Find each line of the entries with the string "fedora", please, and copy it.
----------
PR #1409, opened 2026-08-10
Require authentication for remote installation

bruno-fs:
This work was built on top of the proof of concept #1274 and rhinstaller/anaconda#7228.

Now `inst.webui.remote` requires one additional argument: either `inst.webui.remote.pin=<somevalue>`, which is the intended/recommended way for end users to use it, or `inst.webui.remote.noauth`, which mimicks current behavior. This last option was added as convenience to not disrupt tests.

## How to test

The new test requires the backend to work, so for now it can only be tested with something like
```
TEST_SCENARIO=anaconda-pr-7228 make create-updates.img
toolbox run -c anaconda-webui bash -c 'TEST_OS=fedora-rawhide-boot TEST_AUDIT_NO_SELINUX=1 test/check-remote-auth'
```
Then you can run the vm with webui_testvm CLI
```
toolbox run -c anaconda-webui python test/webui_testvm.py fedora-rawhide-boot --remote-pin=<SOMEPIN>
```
----------
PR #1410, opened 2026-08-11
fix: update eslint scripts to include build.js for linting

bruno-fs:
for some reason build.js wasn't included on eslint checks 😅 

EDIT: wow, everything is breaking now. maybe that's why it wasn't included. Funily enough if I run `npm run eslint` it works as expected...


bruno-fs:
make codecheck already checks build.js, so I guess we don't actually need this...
----------
◆ EXPECTED ANSWER:
toolbox run -c anaconda-webui bash -c 'TEST_OS=fedora-rawhide-boot TEST_AUDIT_NO_SELINUX=1 test/check-remote-auth'
toolbox run -c anaconda-webui python test/webui_testvm.py fedora-rawhide-boot --remote-pin=<SOMEPIN>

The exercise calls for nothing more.